Plantar fasciitis is a common cause of persistent foot pain, but the good news is, it can usually be treated successfully without surgery. Here are five simple things our experts can do to help relieve your bothersome plantar fasciitis symptoms.
Plantar fasciitis is a painful foot condition that affects about 10% of American adults, becoming more common with age. It happens when the tough, fibrous band of tissue called the plantar fascia gets irritated and inflamed, and it’s a routine cause of persistent heel pain.
Running from the base of your toes to your heel, the plantar fascia supports the arch of your foot, helping your foot stay flexible while you walk. Sometimes, normal wear and tear causes the fibrous bands to break down, leading to soreness and inflammation.
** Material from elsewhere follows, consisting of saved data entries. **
PR #48, opened 2022-11-11
Eahw 589 fix the api filter functionality

JWeston-HO:
This PR is to address the filter functionality required for eahw-589.
The requirement is to show time entries that cover two days to show on the day they start and on the day they end.

### DIFF
--- a/src/utils/api-utils/UrlSearchParamBuilder.js
+++ b/src/utils/api-utils/UrlSearchParamBuilder.js
@@ -10,8 +10,8 @@ export class UrlSearchParamBuilder {
     return this;
   }
 
-  setFilters(...filters) {
-    this.params.append('filter', filters.join('&&'));
+  setFilters(filter) {
+    this.params.append('filter', filter);
     return this;
   }
 
@@ -19,3 +19,13 @@ export class UrlSearchParamBuilder {
     return this.params;
   }
 }
+
+export const joinWithAnd = (...filters) => {
+  console.log(filters.join('&&'));
+  return filters.join('&&');
+};
+
+export const joinWithOr = (...filters) => {
+  console.log(filters.join('||'));
+  return filters.join('||');
+};
--- a/src/utils/api-utils/UrlSearchParamBuilder.js
+++ b/src/utils/api-utils/UrlSearchParamBuilder.js
@@ -10,7 +10,7 @@ export class UrlSearchParamBuilder {
     return this;
   }
 
-  setFilters(filter) {
+  setFilter(filter) {
     this.params.append('filter', filter);
     return this;
   }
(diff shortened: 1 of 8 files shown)


src/utils/filters/time-entry-filter/timeEntryFilterBuilder.js
```diff
@@ -2,13 +2,36 @@ import dayjs from 'dayjs';
 import {
   filterOnOrAfterDate,
   filterBeforeDate,
+  joinOrConditions,
+  joinAndConditions,
 } from '../resource-filter-builder/resourceFilterBuilder';
 
-export const filterTimeEntriesOnDate = (date) => {
-  const startOfDateFilter = filterOnOrAfterDate('actualStartTime', date);
+export const filterTimeEntriesOnDate = (resourceDateProperty, date) => {
```
daleelR, line 9: we no longer need to export this function as `buildTimeCardFilter` is the one used by `TimeCard` now

src/utils/api-utils/UrlSearchParamBuilder.js
```diff
@@ -10,8 +10,8 @@ export class UrlSearchParamBuilder {
     return this;
   }
 
-  setFilters(...filters) {
-    this.params.append('filter', filters.join('&&'));
+  setFilters(filter) {
```
daleelR, line 13: nit: could this be named `setFilter` without the 's'? Then if we ever need to re-introduce the above removed function for multiple separate filters we can with it's appropriate name.

src/utils/filters/time-entry-filter/timeEntryFilterBuilder.js
```diff
@@ -2,13 +2,36 @@ import dayjs from 'dayjs';
...
+  const startOfDateFilter = filterOnOrAfterDate(resourceDateProperty, date);
   const endOfDateFilter = filterBeforeDate(
-    'actualStartTime',
+    resourceDateProperty,
     dayjs(date).add(1, 'day')
   );
   return [startOfDateFilter, endOfDateFilter];
 };
+
+export const buildTimeCardFilter = (date, userId) => {
```
daleelR, line 18: nit: should probs be named buildTime**Entries**Filter instead.

src/utils/filters/time-entry-filter/timeEntryFilterBuilder.js
JWeston-HO: export removed.

src/utils/api-utils/UrlSearchParamBuilder.js
JWeston-HO: Changed to setFilter

daleelR (approved):

LaurieBennett (approved):

PR #49, opened 2022-11-14
Switch to notprod domain APIs

laurieboyes:
This _should_ switch over without downtime

Our APIs are currently working on the new notprod domain: https://timecard.dev.callisto-notprod.homeoffice.gov.uk/swagger-ui/index.html

And our ingress is configured so that each API service enables CORS for both of our UI domains:
[Timecard API cors settings](https://github.com/UKHomeOffice/callisto-ingress-nginx/blob/main/helm/templates/ingress_timecard.yml#L15)
[What those values are set to](https://github.com/UKHomeOffice/callisto-ingress-nginx/blob/main/helm/values.yaml#L6-L7)

### DIFF
--- a/.drone.yml
+++ b/.drone.yml
@@ -73,8 +73,8 @@ steps:
         from_secret: kc_realm_dev
       VITE_KC_CLIENTID:
         from_secret: kc_clientid_dev
-      VITE_TIMECARD_API_URL: "https://timecard.dev.callisto.homeoffice.gov.uk/"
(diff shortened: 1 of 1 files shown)


JWeston-HO (approved):

daleelR (approved):

laurieboyes:
Closed because I used an emoji in the description and it broke the drone integration 🙄

PR #54, opened 2022-11-22
add owner id to end time filter

JWeston-HO:
Add owner id to the end time filter. Time periods could be seen by other users. By adding the owner id to the end time filter

### DIFF
--- a/src/utils/filters/time-entry-filter/timeEntryFilterBuilder.js
+++ b/src/utils/filters/time-entry-filter/timeEntryFilterBuilder.js
@@ -16,7 +16,7 @@ const filterTimeEntriesOnDate = (resourceDateProperty, date) => {
 };
 
 export const buildTimeEntriesFilter = (date, userId) => {
-  const ownerAndUserId = "ownerId=='" + userId + "'";
+  const ownerAndUserId = `ownerId=='${userId}'`;
 
   const startDateFilterCondition = joinAndConditions(
     ownerAndUserId,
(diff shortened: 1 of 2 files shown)


src/utils/filters/time-entry-filter/timeEntryFilterBuilder.js
```diff
@@ -17,10 +17,12 @@ const filterTimeEntriesOnDate = (resourceDateProperty, date) => {
 
 export const buildTimeEntriesFilter = (date, userId) => {
   const startDateFilterCondition = joinAndConditions(
+    "ownerId=='" + userId + "'",
     ...filterTimeEntriesOnDate('actualStartTime', date)
```
laurieboyes, line 21: Not sure if the line breaks will go weird but I’m a fan of template strings over concatenation. Would this work?
```suggestion
    `ownerId=='${userId}'${...filterTimeEntriesOnDate('actualStartTime', date)}`
```

JWeston-HO: Not sure the above would work. We need to add the && in-between filter arguments. I have pushed a changed that stores "ownerId=='" + userId + "'" as a const. As this is used multiple times.

src/utils/filters/time-entry-filter/timeEntryFilterBuilder.js
```diff
@@ -16,11 +16,15 @@ const filterTimeEntriesOnDate = (resourceDateProperty, date) => {
 };
 
 export const buildTimeEntriesFilter = (date, userId) => {
+  const ownerAndUserId = "ownerId=='" + userId + "'";
```
laurieboyes, line 19: It’s an even more pedantic comment than it was before but could _this_ be a template string?
```suggestion
  const ownerAndUserId = `ownerId==${userId}'`;
```

JWeston-HO: yes it can committed.

laurieboyes (approved):

joannafawl (approved):

PR #56, opened 2022-11-23
Eahw 2337/promote prod

holly-blues:
These are changes to the UI build pipelines to enable a manual promotion to Test. Manual promotion to Production will be a later PR depending on how this goes. Summary of the main changes are:

- Exclude the Build pipeline (clone, fetch, install, lint, test, sonar & build) from triggering on Promote and Tag events
- Create a new Dev deploy pipeline with a new step to git tag the build using the build number (for now, semver later), then do the upload to S3 step. This new pipeline is only triggered on push to the Main branch e.g. pull request merge. It has a dependency on the Build pipeline succeeding
- Create a new Test deploy pipeline with new steps to: (1) build for Test using the Test environment variables (2) upload to the dev S3 bucket Test folder. This depends on the previous Dev deploy pipeline success.
- Add a new notification for the new Promote step which is only triggered by the Promote event

### DIFF
--- a/.drone.yml
+++ b/.drone.yml
@@ -98,10 +98,11 @@ steps:
     when:
       event: 
         - push
-      # branch:
-      #   - main
+      branch:
+        - main
     depends_on:
       - build project
+      - sonar analysis      
   
   - name: upload to S3
     image: plugins/s3
--- a/.drone.yml
+++ b/.drone.yml
@@ -212,7 +212,7 @@ steps:
     settings:
       template: |
         {{#success build.status}}
-          Build #{{ build.number }} succeeded! :tada: {{#main build.branch}}and deployed to Dev{{/main}}
+          Build #{{ build.number }} succeeded {{#main build.branch}}and deployed to Dev{{/main}}! :tada:
         {{else}}
           Build #{{ build.number }} failed :alert:
         {{/success}}
--- a/.drone.yml
+++ b/.drone.yml
@@ -271,7 +271,7 @@ steps:
         {{#success build.status}}
           :rocket: Successful *{{uppercasefirst build.deployTo}}* deployment for *{{repo.name}} build #{{build.number}}*.          
         {{else}}
-          :zombie: Problem *{{uppercasefirst build.deployTo}}* deployment failed for <${DRONE_BUILD_LINK}| build #{{build.number}}>.
+          :zombie: Problem *{{uppercasefirst build.deployTo}}* deployment failed for *{{repo.name}}* <${DRONE_BUILD_LINK}| build #{{build.number}}>.
         {{/success}}       
     when:
       event: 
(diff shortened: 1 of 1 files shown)


taomoh (commented):
The back-end projects use a different approach for build and deployment:

- The project is built into a Docker image which is pushed to ECR:
https://github.com/UKHomeOffice/callisto-timecard-restapi/blob/5941dc6481765051cceb2816e1032c418ce7d6d0/.drone.yml#L59

- The deployment is using the image from ECR created in step above:
https://github.com/UKHomeOffice/callisto-timecard-restapi/blob/5941dc6481765051cceb2816e1032c418ce7d6d0/.drone.yml#L149

I think we should aim to homogenise the process across projects. I appreciate this wasn't the purpose of this PR so we can tackle this separately

joannafawl (approved):

.drone.yml
```diff
@@ -92,44 +128,112 @@ steps:
...
+platform:
+  os: linux
+  arch: amd64
+
+depends_on:
+  - callisto-ui-dev-deploy
+
+trigger:
+  event:
+    - promote
```
daleelR, line 148: Does this alone prevent us from being able to promote a build from any branch that isn't main?
Do we need something else to only allow promoting once it's pushed to main, or was that to come separately?

holly-blues:
> The back-end projects use a different approach for build and deployment:
> 
> * The project is built into a Docker image which is pushed to ECR:
>   https://github.com/UKHomeOffice/callisto-timecard-restapi/blob/5941dc6481765051cceb2816e1032c418ce7d6d0/.drone.yml#L59
> * The deployment is using the image from ECR created in step above:
>   https://github.com/UKHomeOffice/callisto-timecard-restapi/blob/5941dc6481765051cceb2816e1032c418ce7d6d0/.drone.yml#L149
> 
> I think we should aim to homogenise the process across projects. I appreciate this wasn't the purpose of this PR so we can tackle this separately

@taomoh 
I definitely agree to a certain extent, since containers are the ACP way and the path of least resistance.

However, the website deployment (documented in Confluence Development > Architecture > Deployment Diagram) is using a different approach.

It has been a troublesome approach and as you point out, an inconsistent one. It certainly won’t get addressed as part of this PR, but might be worth a discussion on the next Tech Huddle, especially given the new local development work is container-tastic :)

.drone.yml
holly-blues: Good shout. I was going to look into ways to protect only promoting from the main branch next, but I think the options might be limited with Drone...

daleelR: Ah ok, I just tested on the timecard one, if you include an event here for push for 'main' branch and then attempt to promote a from a non main branch although it will still run, it will not run the test depl pipeline.
So that's a partial solution in that it prevents the main stuff but unfortunately still allows us to trigger the promotion.

I'll resolve now anyway, perhaps we can discuss afterwards..

PR #58, opened 2022-11-24
EAHW-2429: Move tag and upload steps back to build pipeline

holly-blues:
Moving the tag and upload steps back into the build pipeline - to fix the issue where there are no files available to the pipeline to be uploaded. See screenshot below.

Also git tag is not pulling the drone build version through - trying tweaking the syntax.

calamity-drone

### DIFF
--- a/.drone.yml
+++ b/.drone.yml
@@ -101,8 +101,7 @@ steps:
        - push
       branch:
        - main  
-    depends_on:
-      - install dependencies
+    depends_on:      
       - sonar analysis
   
   - name: upload to S3
--- a/.drone.yml
+++ b/.drone.yml
@@ -86,25 +86,6 @@ steps:
     depends_on:
       - install dependencies
 
----
-kind: pipeline
-type: kubernetes
-name: callisto-ui-dev-deploy
-
-platform:
-  os: linux
-  arch: amd64
-
-depends_on:
-  - callisto-ui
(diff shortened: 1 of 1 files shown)


.drone.yml
```diff
@@ -141,7 +135,7 @@ platform:
   arch: amd64
 
 depends_on:
-  - callisto-ui-dev-deploy
+  - callisto-ui
```
laurieboyes, line 138: Does this mean that the dev and test deploys will now happen in parallel?

laurieboyes: Oh wait no I get it 👍

laurieboyes (approved):

daleelR (dismissed):

.drone.yml
```diff
@@ -113,8 +94,16 @@ steps:
...
-      followtags: true     
+      tag: v${DRONE_BUILD_NUMBER}
+      followtags: true
+    when:
+      event:
+       - push
+      branch:
+       - main  
+    depends_on:
+      - install dependencies
```
daleelR, line 105: I don't think you need to depend on 'install dependencies' as 'sonar analysis' depends on 'test project' which in turn depends on 'install dependencies'.

daleelR (approved):

laurieboyes (approved):

PR #59, opened 2022-11-25
Eahw 2429/promote UI test

holly-blues:
- Add 'promote to test check' to ensure build being promoted is on the main branch
- Remove commit message on git tag
- [Example branch promotion failing the check](https://drone-gh.acp.homeoffice.gov.uk/UKHomeOffice/callisto-ui/843)

### DIFF
--- a/.drone.yml
+++ b/.drone.yml
@@ -93,7 +93,6 @@ steps:
       remote: git@github.com:UKHomeOffice/callisto-ui.git
       ssh_key:
         from_secret: github_private_key
-      commit: true
       tag: v${DRONE_BUILD_NUMBER}
       followtags: true
     when:
--- a/.drone.yml
+++ b/.drone.yml
@@ -101,8 +101,7 @@ steps:
        - push
       branch:
        - main  
-    depends_on:
-      - install dependencies
+    depends_on:      
       - sonar analysis
   
   - name: upload to S3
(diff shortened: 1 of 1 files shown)


joannafawl (approved):

.drone.yml
```diff
@@ -159,6 +168,8 @@ steps:
     commands:
       - npm ci
       - npm run build
+    depends_on:
+      - promote to test check
```
daleelR, line 172: Were you able to verify that this step runs when we are promoting on main?
I'm curious because with the timecard one when the branch is actually main the 'check' step doesn't actually run at all.
E.g. https://drone-gh.acp.homeoffice.gov.uk/UKHomeOffice/callisto-timecard-restapi/563

And cos you're using a `depends_on` i'm wondering if this will even run if the 'check' step doesn't actually run when the promotion is valid.

Might be worth verifying if it works if you haven't already.

holly-blues: Ah good idea, will test that out 👍

holly-blues: From my extensive local testing (ahem) it doesn't seem to matter if the step isn't run. Which is what the [docs](https://docs.drone.io/pipeline/ssh/syntax/parallelism/) suggest too: `"Note that you can use conditional steps in your dependency graph. The scheduler automatically corrects the dependency graph for skipped steps." `

So I think we're good 🤞

daleelR: ah cool, looks good then 👍

daleelR (approved):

Plantar fasciitis pain is often at its worst when you first put your weight on your feet after resting or sitting.
The good news: While some severe forms of plantar fasciitis require surgery to correct, most people find effective and lasting relief with conservative treatments that don’t involve surgery.
At Richmond Foot & Ankle Surgical Associates in Richmond, Virginia, our expert podiatrists Weston Angermeier, DPM, and Rachel Hensley, DPM, use these 5 non-surgical strategies to ease or eliminate plantar fasciitis pain, so you can get you back on your feet again:
1. Physical therapy
Physical therapy uses special exercises to increase your foot’s flexibility and strength, easing inflammation, relieving pain, and increasing circulation for better healing. Depending on your needs, your physical therapist might prescribe exercises to “loosen up” your Achilles tendon, reducing painful tension on your heel.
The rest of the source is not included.